Task statement: Out of the material that follows, write out exactly the lines from the line with "hippietrail: Ah I" to the line with "elijah-potter: Wait, scratch", both ends included, and no others.

Dataset excerpts:
PR #11941, opened 2018-11-26
HPCC-21049 Thor implementation of DISTRIBUTE,ALL

jakesmith:
Still needs some code generator work to finalize

## Type of change:

## Checklist:
  - [ ] The commit is signed.
  - [ ] Scalability
  - [ ] Performance
  - [ ] Security
  - [ ] Thread-safety
  - [ ] Premature optimization

### DIFF
--- a/thorlcr/activities/hashdistrib/thhashdistribslave.cpp
+++ b/thorlcr/activities/hashdistrib/thhashdistribslave.cpp
@@ -89,7 +89,7 @@ class CDistributorBase : implements IHashDistributor, implements IExceptionHandl
     Semaphore distribDoneSem, localFinishedSem;
     ICompare *iCompare, *keepBestCompare;
     size32_t bucketSendSize;
-    bool doDedup, allowSpill, connected, selfstopped;
+    bool doDedup, allowSpill, connected, selfstopped, isAll;
     Owned<IException> sendException, recvException;
     IStopInput *istop;
     size32_t fixedEstSize;
@@ -98,19 +98,20 @@ class CDistributorBase : implements IHashDistributor, implements IExceptionHandl
 
 protected:
     /*
-     * CSendBucket - a collection of rows destined for a particular destination target(slave)
+     * CSendBucket - a collection of rows destined for a particular target. A target can be a slave, or ALL
      */
+    class CTarget;
     class CSendBucket : implements IRowStream, public CSimpleInterface
     {
         CDistributorBase &owner;
         size32_t total;
         ThorRowQueue rows;
-        unsigned destination;
+        CTarget *target;
         CThorExpandingRowArray dedupList;
     public:
         IMPLEMENT_IINTERFACE_USING(CSimpleInterface);
 
-        CSendBucket(CDistributorBase &_owner, unsigned _destination) : owner(_owner), destination(_destination),
+        CSendBucket(CDistributorBase &_owner, CTarget *_target): owner(_owner), target(_target),
                 dedupList(*owner.activity, owner.rowIf)
         {
             total = 0;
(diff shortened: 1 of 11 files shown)


jakesmith:
@ghalliday - please review

jakesmith:
Sounds good, btw the setdistribute test currently fails because the key file is what the result should be, but the query is altered to make sure DISTRIBUTE,ALL runs.
Will change when codegen. changes are done.

jakesmith:
Now rebased, based on syntax/codegen changes.

One of the regression test results mismatched (result2 of distriball1.ecl), because the codegenerator removed on of the 2 DISTRIBUTE,ALL's. Have opened new issue : https://track.hpccsystems.com/browse/HPCC-21131. 
Consequently, I have left the //nothor in this test - it can be removed as part of HPCC-21131

@ghalliday - please review

thorlcr/activities/hashdistrib/thhashdistribslave.cpp
```diff
@@ -674,9 +712,9 @@ class CDistributorBase : implements IHashDistributor, implements IExceptionHandl
                  */
                 ForEachItemIn(t, targets)
                 {
-                    CTarget *target = targets.item(t);
-                    if (target->getSenderFinished())
+                    if (getSenderFinished(t))
```
ghalliday: Is this the correct test for the all case?  the parameter is a node number, but this will only be called with 0.  I suspect it works.

thorlcr/activities/hashdistrib/thhashdistribslave.cpp
```diff
@@ -816,11 +853,19 @@ class CDistributorBase : implements IHashDistributor, implements IExceptionHandl
...
                     if (!row)
                         break;
-                    unsigned dest = owner.ihash->hash(row)%owner.numnodes;
-                    CTarget *target = targets.item(dest);
-                    if (target->getSenderFinished())
-                        ReleaseThorRow(row);
+
+                    CTarget *target = nullptr;
+                    if (owner.isAll)
+                        target = targets.item(0);
```
ghalliday: Should this be checking getSenderFinished(0)?

ghalliday:
@jakesmith Generally looks good.
The code is still a bit confusing how the term "target" is used - sometimes it is a node, sometimes it is one of the distributors.  For instance t is used as a loop variable for both.  It also isn't completely clear what getSenderFinished() means for the ALL case.  I suspect it should still mean the nodes, in which case one of the comments above should be checked.

jakesmith:
>The code is still a bit confusing how the term "target" is used - sometimes it is a node, sometimes it is one of the distributors. For instance t is used as a loop variable for both.

"target" and "t" were always referring to a node and still do after this change, except in the special cased CTarget that can now handle being an 'all target'.
In that case it is a little confusing, I'll have a think how it could be changed to clarify.

thorlcr/activities/hashdistrib/thhashdistribslave.cpp
jakesmith: No, intentionally was not checking any finished status here.
In the single standard target case, it checks so it can throw the row away early if target has flagged that it's done.
Instead it checks to see if individual targets are finished during the broadcast (sendToOthers)

thorlcr/activities/hashdistrib/thhashdistribslave.cpp
jakesmith: No looks wrong.
It probably shouldn't be entering checkSendersFinished at all in the All case. Because it can't clear the buckets until all the node targets are done.
I will change.

jakesmith:
@ghalliday - please see fix+changes to clarify target vs destination.

ghalliday:
@jakesmith looks good, please can you squash

jakesmith:
@ghalliday - squashed

PR #3531, opened 2026-05-28
fix: false positive 'an mp3' wrongly flagged to change to 'a mp3'

### LINKED ISSUE #3289: False positive: "an mp3" wrongly flagged to change to "a mp3"

Chessing234:
Fixes #3289.

### Root Cause
Lowercase 'mp3' and 'mp4' were falling back to being treated as consonants because they aren't parsed as likely initialisms (since they contain lower-case and numbers).

### Fix
Added 'mp3' and 'mp4' as explicit exceptions in the vowel-sound checker for indefinite articles.


hippietrail:
See also: https://github.com/Automattic/harper/pull/3369

PR #3549, opened 2026-05-30
feat: the the→that the

hippietrail:
# Issues 
N/A

# Description

Saw this typo in one of @elijah-potter 's PRs and thought "well that's one we all make".
I did some research on which contexts it mostly occurs in and only the previous word is a decent hint.
The test is not foolproof but "the the" is always an error, so it suggests both "that the" and "the" as replacements.

We can delete predictor words if any are found to cause too many false positives and too few genuine mistakes.

# How Has This Been Tested?

`cargo test`

# AI Disclosure

# Checklist


harper-core/src/linting/the_the_to_that_the.rs
```diff
@@ -0,0 +1,184 @@
...
+
+        Some(Lint {
+            span,
+            lint_kind: LintKind::Typo,
+            suggestions: ["that the", "the"]
+                .iter()
+                .map(|s| Suggestion::replace_with_match_case_str(s, ch))
+                .collect(),
+            message: "Did you mean `that the` or just `the`?".to_string(),
+            ..Default::default()
```
elijah-potter: Can we make sure this has a higher priority than the repetition rule?

elijah-potter (changes requested):
This looks great! I just want to make sure it appears over other conflicting rules.

harper-core/src/linting/the_the_to_that_the.rs
hippietrail: Good call. Before: 
image
After: 
image

elijah-potter (approved):
Looks great! Thanks!

PR #3553, opened 2026-05-31
Add version numbers next to key integrations that are often not up-to-date with the GitHub version

hippietrail:
# Issues 
N/A

# Description

Some integrations take some time to update to the new Harper version once it's published on GitHub.

This PR adds the current version numbers for the Firefox, JavaScript/npm, VS Code, and Rust (Cargo) integrations.

I'm not really satisfied with the size and placement of the version text and font. I'm not a webdev guy.

I feel that the current GitHub release version number should be somewhere too so we can see how far behind any integration is. But I'm not sure where it would fit. I know to do the code as the latest version number is available at https://writewithharper.com/latestversion it would be trivial to add using the same methods the PR already employs.

I tried to add the Chrome one, but couldn't find any JSON feed or API and CORS prevents scraping the HTML. Google AI told me Svelte can do some kind of microserver thingy to fetch, but that sounded like going too far.

The LSP-based ones don't have version lag. Obsidian uses our repo. Did I miss any?

# Demo

image

image

# How Has This Been Tested?

Manually

# AI Disclosure

I got Google to iterate on the code too, which is between an in-editor AI and an agent I think.

# Checklist


packages/web/src/routes/+page.svelte
```diff
@@ -246,8 +254,17 @@ onMount(() => {
...
 							<span class="flex min-w-0 flex-col">
-								<strong class="overflow-hidden text-ellipsis whitespace-nowrap text-[0.84rem]">{integration.name}</strong>
-								<small class="overflow-hidden text-ellipsis whitespace-nowrap text-[0.72rem] text-[#807a6e] dark:text-white/55">{integration.desc}</small>
+								<div class="flex items-center gap-1.5 overflow-hidden">
+									<strong class="overflow-hidden text-ellipsis whitespace-nowrap text-[0.84rem]">{integration.name}</strong>
+									{#if $liveVersions[integration.id]}
+										<span class="inline-flex items-center rounded-full bg-[#f4f1ea] dark:bg-white/10 px-1.5 py-0.5 text-[0.65rem] font-mono font-medium text-[#6b6455] dark:text-white/80 border border-[#e4dfd3] dark:border-white/10 select-none">
+											v{$liveVersions[integration.id]}
+										</span>
+									{/if}
```
elijah-potter, line 273: It would be nice to have a small bit of hover text (which you can simply do with the `title` attribute) that explains why we are showing a version number there. 

Something like, "This version is slightly behind the core engine due to a delay".

packages/web/src/lib/marketing/versions.ts
```diff
@@ -0,0 +1,69 @@
...
+export const liveVersions = writable<Record<string, string>>({
+	firefox: '',
+	js: '',
+	rust: '',
+	vscode: '',
+});
+
+export async function loadLiveVersions() {
+	// 1. Firefox Addon
+	try {
```
elijah-potter: I would love a brief doc-comment that explains what this function does. Also, is there a reason you don't simply return a memoized copy of the `liveVersions` object? If you do, we can reduce the number of exports from this module.

elijah-potter (changes requested):
I love the idea! I just have a few tweaks before we can merge this.

packages/web/src/routes/+page.svelte
hippietrail: Ah I was wondering about something like that, sounds like a way to handle it.
Do you think I should also add the current version? We don't already display it anywhere. I'm not sure where it would look the best either.

packages/web/src/lib/marketing/versions.ts
hippietrail: > I would love a brief doc-comment that explains what this function does.

Will do.

> Also, is there a reason you don't simply return a memoized copy of the `liveVersions` object? If you do, we can reduce the number of exports from this module.

I'm not sure I really understand.

elijah-potter: Rather than have the function update an exported object, I suggest you make that object private and return it from the function instead.

elijah-potter: Wait, scratch that. I didn't see that this was a Svelte store. Please disregard.

packages/web/src/routes/+page.svelte
elijah-potter: Sure!

packages/web/src/lib/marketing/versions.ts
hippietrail: > Wait, scratch that. I didn't see that this was a Svelte store. Please disregard.

Still grappling with the Svelte and webdev terminology and concepts (-:

elijah-potter (approved):

PR #3564, opened 2026-06-01
feat: in a better shape→in better shape

hippietrail:
# Issues 
N/A

# Description

This is a really common mistake that I think is only made by nonnative English speakers.
Saying something is "in a shape" when they mean it's fit or in good condition.

This linter is a bit conservative to avoid false positives so for now it only works after "be" and words that behave similarly to "be" in this context, and only with "better" and "worse" for now.

So I think it does pretty well at avoiding false positives but it definitely has false negatives.

# How Has This Been Tested?

`cargo test`

# AI Disclosure

# Checklist


harper-core/src/linting/in_better_shape.rs
```diff
@@ -0,0 +1,177 @@
...
+                // be
+                "am", "are", "be", "been", "being", "is", "was", "were",
+                // contractions of be
+                "i'm", "we're", "you're", "he's", "she's", "it's", "they're",
+                // contractions of be missing their apostrophes
+                "im", "were", "youre", "hes", "shes", "its",
+                // sense verbs behave somewhat similarly to be
+                "theyre", "appears", "looks", "seems", "sounds",
+                // get behaves similarly to be
+                "get", "gets", "getting", "got", "gotten",
```
elijah-potter, line 24: I get the sense that some of these could be outsourced to a more central expression. Thoughts?

elijah-potter (changes requested):

PR #3575, opened 2026-06-02
fix: prevent false positive "quite" → "quiet" (#3560)

### LINKED ISSUE #3560: False positive flagging "quite" to change to "quiet"
Image

> It's probably **quite** doable.

jdgajjar:
Fixes #3560

## Summary

Fixes a false positive where Harper incorrectly suggests changing **"quite"** to **"quiet"** in valid contexts.

Example:

> It's probably quite doable.

Previously, Harper flagged **"quite"** as a typo and suggested **"quiet"**, even though the sentence is grammatically correct.

## Root Cause

The typo rule for detecting accidental use of **"quite"** instead of **"quiet"** was too aggressive and triggered on valid uses of **"quite"** as an adverb.

### Valid uses of "quite" (should NOT be flagged)

* It's probably quite doable.
* The task is quite simple.
* The results were quite impressive.
* She was quite happy with the outcome.
* I'm quite sure this is correct.
* Quite frankly, I don't agree.
* That's quite a lot of work.

### Actual misspellings (should still suggest "quiet")

* Please be quite during the presentation.
* The library is very quite today.
* The children were surprisingly quite.

### Verification

* Confirmed that valid uses of **"quite"** are no longer reported as errors.
* Confirmed that genuine cases where **"quiet"** is intended are still detected and corrected.

### DIFF
--- a/harper-core/src/linting/quite_quiet.rs
+++ b/harper-core/src/linting/quite_quiet.rs
@@ -40,7 +40,7 @@ impl Default for QuiteQuiet {
         let adverb_quite = SequenceExpr::default()
             .then_kind_except(
                 TokenKind::is_adverb,
-                &["actually", "never", "not", "really", "generally"],
+                &["actually", "never", "not", "probably", "really", "generally"],
             )
             .t_ws()
             .t_aco("quite");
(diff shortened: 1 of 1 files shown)


elijah-potter (approved):
Looks good. Thank you!

Issue #3565, opened 2026-06-02
MacOS APP - nothing happens


ACyber-lt:
Installed latest MacOS version, all permissions are enabled etc, however now it does not mark any mistakes. Nothing. Even the test "its not alot of fun" - nothing gets flagged or suggested to fix. 

I also added Safari and few other apps to the list, it works nowhere. 
What can I do to fix it?

And second bug: checkbox to automatically add apps does not work.

ACyber-lt:
<img width="1566" height="679" alt="Image" src="https://github.com/user-attachments/assets/5370abde-262a-47f7-9532-bd8b7ced129f" />

hippietrail:
> Installed latest MacOS version, all permissions are enabled etc, however now it does not mark any mistakes. Nothing. Even the test "its not alot of fun" - nothing gets flagged or suggested to fix.

That's interesting. It works for me: 

<img width="1029" height="275" alt="Image" src="https://github.com/user-attachments/assets/ce787fc2-81b8-42de-941e-ef9c437b21e3" />

I'm on an M1 MacBook Air running Tahoe 26.5 (25F71).

> And second bug: checkbox to automatically add apps does not work.

This part I can confirm!

ACyber-lt:
I am using MacBook Pro M3 Tahoe 26.5 

I tried to fully reinstall Harper - same issue. When I reinstall and open text document, it briefly underlines the issue, however when I click on that work/underlining, it all disappears, not suggestion nothing and does not show up anymore. Weird

hippietrail:
> I am using MacBook Pro M3 Tahoe 26.5
> 
> I tried to fully reinstall Harper - same issue. When I reinstall and open text document, it briefly underlines the issue, however when I click on that work/underlining, it all disappears, not suggestion nothing and does not show up anymore. Weird

I did have trouble setting it up on my machine, but my problem was with granting accessibility permission, and you are past that...

bengabay1994:
Same here. Not working, Tried re-installing, remove from accessibility permission and re-adding. Nothing worked. Not in textEdit, Slack or any other app for that matter. I am on macbook pro m5 macOS Tahoe Version 26.5

[...]

PR #3600, opened 2026-06-05
fix(desktop): make macOS accessibility activation work when AXEnhancedUserInterface is rejected

### LINKED ISSUE #3500: Mac desktop app doesn't seem to do anything, even with Privacy & Security / Accessibility enabled
Here it is in my Notes app with System Settings visible behind it with the Harper accessibility permission on: 

Image

The updated Harper homepage doesn't seem to offer any information.

markduan:
On recent macOS 15.7.x, setting AXEnhancedUserInterface on another app's AX element fails with kAXErrorNotImplemented (-25208) for every target app (observed for AppKit apps like TextEdit and Electron apps like Slack, on macOS 15.7.7 / 24G720). Harper treated this error as retryable, so activation stayed in RetryLater forever, get_boxes() always returned no lints, and the desktop app silently did nothing.

Fix, in four parts:

- Treat kAXErrorNotImplemented as an unsupported-attribute error.
- When the attribute is unsupported, proceed to text-metrics verification instead of retrying forever: native AppKit text views expose usable AXBoundsForRange without any activation.
- Fall back to the Electron-specific AXManualAccessibility attribute when AXEnhancedUserInterface cannot be set, so Chromium-based apps (e.g. Slack) still enable their accessibility tree.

Response:
hippietrail: Ah I was wondering about something like that, sounds like a way to handle it.
Do you think I should also add the current version? We don't already display it anywhere. I'm not sure where it would look the best either.

packages/web/src/lib/marketing/versions.ts
hippietrail: > I would love a brief doc-comment that explains what this function does.

Will do.

> Also, is there a reason you don't simply return a memoized copy of the `liveVersions` object? If you do, we can reduce the number of exports from this module.

I'm not sure I really understand.

elijah-potter: Rather than have the function update an exported object, I suggest you make that object private and return it from the function instead.

elijah-potter: Wait, scratch that. I didn't see that this was a Svelte store. Please disregard.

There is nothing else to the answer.